-- PROVIDED RECORDS follows --

PR #1048, opened 2026-01-01
Fix/embedded chat channelname not switching

### LINKED ISSUE #452: Change current channel with Channel Name
As an EmbeddedChat developer

**I need to**:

-- PROVIDED RECORDS concluded --

> INSTRUCTIONS FOR THE TASK
All the records, as written, must be given again.

> RESULT FOR THIS EXERCISE
PR #1048, opened 2026-01-01
Fix/embedded chat channelname not switching

### LINKED ISSUE #452: Change current channel with Channel Name
As an EmbeddedChat developer

**I need to**:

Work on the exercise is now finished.